Installation and Configuration

For more information on the installation and configuration of environment, please see Install and Configure Java.

Configuration and Usage

How to Configure

  1. For more information on how to install Hadoop-2.7.2 or later, please see Install and Test Hadoop.
  2. Download HDFS TO COS at here and decompress it.
  3. Copy core-site.xml in the HDFS cluster to be synchronized to the conf folder. core-site.xml contains the configuration information of NameNode.
  4. Edit the configuration file cos_info.conf, bucket, region, and API key. The provided name of "bucket" should be the full name including the appid provided by Tencent. E.g. "mybucket-125000000".
  5. Specify a location for the configuration file in the command line parameter. By default, it is located at conf/cos_info.conf.

    Note:
    If the command line parameter conflicts with the configuration file, the command line parameter prevails.

How to Use

(Take Linux as an example)

View Help

./hdfs_to_cos_cmd -h

The execution result is as follows:
WeChat Image_20170807163035

Copying File

  • If the file you copy from HDFS to COS has the same name with a file originally stored in COS, the latter will be overwritten.
    ./hdfs_to_cos_cmd --hdfs_path=/tmp/hive --cos_path=/hdfs/20170224/
    
  • If the file you copy from HDFS to COS has the same name and length with a file originally stored in COS, the copy will be ignored.
    ./hdfs_to_cos_cmd --hdfs_path=/tmp/hive --cos_path=/hdfs/20170224/ -skip_if_len_match
    
    Only file length is used as a metric, because calculating file summaries of Hadoop takes too much work.

Directories

conf: Configuration file, which stores core-site.xml and cos_info.conf
log: log directory
src: Java source program
dep: Runnable JAR package generated after compilation

Q&A

About Configuration Information

Make sure you enter the correct configuration information, including bucket, region and API key. The provided name of "bucket" should be the full name including the appid provided by Tencent.

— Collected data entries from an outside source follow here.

PR #2608, opened 2023-07-24
Closes #2607 - `groupby_test.py` conversion to new framework

### LINKED ISSUE #2607: `groupby_test.py` Conversion to new test framework
Update `groupby_test.py` to work with within the new test framework

### LINKED ISSUE #2610: `nan_test.py` conversion to new test framework
Update `nan_test.py` to work in the new testing framework.

Ethan-DeBandi99:
Closes #2607 
Closes #2610

Adds `groupby_test.py` to the new test framework. 

A few tests were running the same assertions as `test_count` so I removed those assertions in favor of running `test_count` separately. 

A lot of these tests are run over multiple `dtypes`, but the test workflows were different enough that I am not sure parameterization is a good choice. I believe some tests could be expanded, but felt that this may be better to do later as the coverage is fairly good.

If I missed anything or anyone feels that we should add additional testing for any reason, please let me know.

### DIFF
--- a/PROTO_tests/tests/groupby_test.py
+++ b/PROTO_tests/tests/groupby_test.py
@@ -9,13 +9,7 @@ from arkouda.groupbyclass import GroupByReductionType
 def to_tuple_dict(labels, values):
     # transforms labels from list of arrays into a list of tuples by index and builds a dictionary
     # labels: [array(['b', 'a', 'c']), array(['b', 'a', 'c'])] -> [('b', 'b'), ('a', 'a'), ('c', 'c')]
-    return {
-        label: value
-        for (label, value) in zip(
-            [index_tuple for index_tuple in zip(*[pda.to_ndarray() for pda in labels])],
-            values.to_ndarray(),
-        )
-    }
+    return dict(zip(list(zip(*[pda.to_ndarray() for pda in labels])), values.to_ndarray()))
 
 
 class TestGroupBy:
--- a/PROTO_tests/tests/groupby_test.py
+++ b/PROTO_tests/tests/groupby_test.py
@@ -1,0 +1,579 @@
+import numpy as np
+import pandas as pd
+import pytest
+
+import arkouda as ak
+from arkouda.groupbyclass import GroupByReductionType
+
+
+def to_tuple_dict(labels, values):
+    # transforms labels from list of arrays into a list of tuples by index and builds a dictionary
+    # labels: [array(['b', 'a', 'c']), array(['b', 'a', 'c'])] -> [('b', 'b'), ('a', 'a'), ('c', 'c')]
+    return {
+        label: value
+        for (label, value) in zip(
+            [index_tuple for index_tuple in zip(*[pda.to_ndarray() for pda in labels])],
+            values.to_ndarray(),
+        )
+    }
+
+class TestGroupBy:
+    GROUPS = 8
+    LEVELS = [1, 2]
+
+    @classmethod
+    def setup_class(cls):
+        cls.bvalues = ak.randint(0, 1, 10, dtype=bool)
+        cls.fvalues = ak.randint(0, 1, 10, dtype=float)
+        cls.ivalues = ak.array([4, 1, 3, 2, 2, 2, 5, 5, 2, 3])
+        cls.uvalues = ak.cast(cls.ivalues, ak.uint64)
+        cls.svalues = ak.cast(cls.ivalues, str)
+        cls.bivalues = ak.cast(cls.ivalues, ak.bigint)
+        cls.igb = ak.GroupBy(cls.ivalues)
+        cls.ugb = ak.GroupBy(cls.uvalues)
+        cls.sgb = ak.GroupBy(cls.svalues)
+        cls.bigb = ak.GroupBy(cls.bivalues)
+
+    def make_arrays(self, size):
+        keys = np.random.randint(0, self.GROUPS, size, dtype=np.uint64)
+        keys2 = np.random.randint(0, self.GROUPS, size)
+        i = np.random.randint(0, size // self.GROUPS, size)
+        u = np.random.randint(0, size // self.GROUPS, size, dtype=np.uint64)
+        f = np.random.randn(size)  # normally dist random numbers
+        b = (i % 2) == 0
+        d = {"keys": keys, "keys2": keys2, "int64": i, "uint64": u, "float64": f, "bool": b}
+
+        return d
+
+    def groupby_to_arrays(self, df: pd.DataFrame, kname, vname, op, levels):
+        g = df.groupby(kname)[vname]
+        agg = g.aggregate(op.replace("arg", "idx"))
+        if op == "prod":
+            # There appears to be a bug in pandas where it sometimes
+            # reports the product of a segment as NaN when it should be 0
+            agg[agg.isna()] = 0
+        if levels == 1:
+            keys = agg.index.values
+        else:
+            keys = tuple(zip(*(agg.index.values)))
+        return keys, agg.values
+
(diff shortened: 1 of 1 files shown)


PROTO_tests/tests/groupby_test.py
```diff
@@ -0,0 +1,577 @@
...
+def to_tuple_dict(labels, values):
+    # transforms labels from list of arrays into a list of tuples by index and builds a dictionary
+    # labels: [array(['b', 'a', 'c']), array(['b', 'a', 'c'])] -> [('b', 'b'), ('a', 'a'), ('c', 'c')]
+    return {
+        label: value
+        for (label, value) in zip(
+            [index_tuple for index_tuple in zip(*[pda.to_ndarray() for pda in labels])],
+            values.to_ndarray(),
+        )
+    }
```
pierce314159, line 18: Never look at old code. Either of these are a cleaner way to do this than what I originally had
```python
return {
    label: value
    for (label, value) in zip(
        list(zip(*[pda.to_ndarray() for pda in labels])),
        values.to_ndarray(),
    )
}
```
or
```python
return dict(zip(list(zip(*[pda.to_ndarray() for pda in labels])), values.to_ndarray()))
```

pierce314159 (commented):
Looks good. The only thing keeping me from approving is wanting to talk about `test_pandas_equivalency` and how not having prints might change things

PROTO_tests/tests/groupby_test.py
```diff
@@ -0,0 +1,577 @@
...
+            akg = ak.GroupBy(akdf["keys"])
+            keyname = "keys"
+        elif levels == 2:
+            akg = ak.GroupBy([akdf["keys"], akdf["keys2"]])
+            keyname = ["keys", "keys2"]
+
+        pdkeys, pdvals = self.groupby_to_arrays(df, keyname, "int64", "count", levels)
+        akkeys, akvals = akg.count()
+
+        self.compare_keys(pdkeys, akkeys, levels, pdvals, akvals)
```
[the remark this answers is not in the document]
Ethan-DeBandi99: Initially, I did not do the `op` as parameterized because it would rerun the first component of the test. However, it may be best to split this into 2 tests and parameterize on op. Or just parameterize the existing one knowing some components will be run more than necessary.

PROTO_tests/tests/groupby_test.py
Ethan-DeBandi99: For what it is worth, I am not sure this is 100% a necessary change as it will ultimately provide the same output. However, I agree its a bit cleaner, so its updated.

PROTO_tests/tests/groupby_test.py
```diff
@@ -0,0 +1,577 @@
...
+        keys, counts = self.igb.count()
+
+        assert [1, 2, 3, 4, 5] == keys.to_list()
+        assert [1, 4, 2, 1, 2] == counts.to_list()
+
+    def test_broadcast_ints(self):
+        keys, counts = self.igb.count()
+
+        results = self.igb.broadcast(1 * (counts > 2), permute=False)
+        assert [0, 1, 1, 1, 1, 0, 0, 0, 0, 0] == results.to_list()
```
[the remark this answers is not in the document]
Ethan-DeBandi99: I agree, but with the variance between each, I don't know that putting the time into these adaptations is beneficial at the moment.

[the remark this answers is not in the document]
Ethan-DeBandi99: Added issue #2613 to track.

Ethan-DeBandi99:
One other thing that I just started when working `nan_test`, it is only testing `nan` in relation to GroupBy. I think that should be moved here. I am going to convert this PR to draft for now since there are a few things to discuss.

PROTO_tests/tests/groupby_test.py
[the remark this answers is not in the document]
pierce314159: sweet thanks! yah I glanced at it and didn't see a real need for the variance, but that can be explored further in the issue

PROTO_tests/tests/groupby_test.py
```diff
@@ -0,0 +1,577 @@
...
+        for vname in ("int64", "uint64", "float64", "bool"):
+            for op in ak.GroupBy.Reductions:
+                do_check = True
+                try:
+                    pdkeys, pdvals = self.groupby_to_arrays(df, keyname, vname, op, levels)
+                except Exception:
+                    do_check = False
+                try:
+                    akkeys, akvals = akg.aggregate(akdf[vname], op)
+                except Exception as E:
```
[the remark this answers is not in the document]
Ethan-DeBandi99: After discussing with Pierce. We decided it would be best to leave the prints always on for now and they can be used by devs if needed. Otherwise, they are not harming anything.

PROTO_tests/tests/groupby_test.py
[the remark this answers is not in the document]
Ethan-DeBandi99: Parameterized. I added `count` to the parameterization as well to cover everything in one go.

Ethan-DeBandi99:
I added the `nan_test.py` test case to this file as well.

PROTO_tests/tests/groupby_test.py
```diff
@@ -89,33 +98,75 @@ def test_pandas_equivalency(self, size, levels):
...
+        if do_check:
+            for i in range(pdvals.size):
+                if np.isnan(pdvals[i]):
+                    pdvals[i] = 0.0  # clear out any nans to match ak implementation
+            print()
+            print(akg.keys.to_list())
+            print(pdkeys)
+            print(pdvals)
+            print(akkeys)
+            print(akvals)
```
pierce314159, line 167: these prints seem to be leftover debugging for the test but I might be wrong about that

PROTO_tests/tests/groupby_test.py
```diff
@@ -89,33 +98,75 @@ def test_pandas_equivalency(self, size, levels):
...
+        d = self.make_arrays_nan(size)
+        df = pd.DataFrame(d)
+        akdf = {k: ak.array(v) for k, v in d.items()}
+
+        akg = ak.GroupBy(akdf["keys"])
+        keyname = "keys"
+
+        if op == "count":
+            print(f"Doing .count()")
+        else:
```
pierce314159, line 144: we don't need this cause `"count"` isn't in `NAN_OPS` right?

PROTO_tests/tests/groupby_test.py
```diff
@@ -89,33 +98,75 @@ def test_pandas_equivalency(self, size, levels):
...
+            print(f"\nDoing aggregate(float64, {op})")
+
+        do_check = True
+        try:
+            pdkeys, pdvals = self.groupby_to_arrays(df, keyname, "float64", op, 1)
+        except Exception:
+            print("Pandas does not implement")
+            do_check = False
+        try:
+            akkeys, akvals = akg.count() if op == "count" else akg.aggregate(akdf["float64"], op, True)
```
pierce314159, line 154: we don't the `if op == "count"` check for the nan test right?

PROTO_tests/tests/groupby_test.py
Ethan-DeBandi99: Yeah I think my brain decided to leave it since I put in the issue to get it working, but it should be removed for now. Removed.

PROTO_tests/tests/groupby_test.py
Ethan-DeBandi99: Same as above. Removed.

pierce314159 (approved):

jaketrookman (approved):
Looks good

E.g. "mybucket-125000000". Make sure the time difference between the server and Beijing time does not exceed 1 minute. Otherwise, reset the server time.

About DateNode

Make sure DateNode can be connected with the server that contains the replication program. NameNode can be connected because it has a public IP. But the DateNode server that contains the obtained block only has a private IP, it cannot be connected directly. It is recommended to execute the synchronization program at a Hadoop node, so that both NameNode and DateNode can be accessed.

About Permissions

Use Hadoop command to download and check files, and then use synchronization tools to synchronize data on Hadoop.

About File Overwriting

If the file you copy from HDFS to COS has the same name with a file originally stored in COS, the latter will be overwritten by default. If a user specifies -skip_if_len_match, the copy will be skipped when the file you copy from HDFS to COS has the same name and length with a file originally stored in COS.

About COS path

COS path is a directory by default, and all the files copied from HDFS are stored in the directory.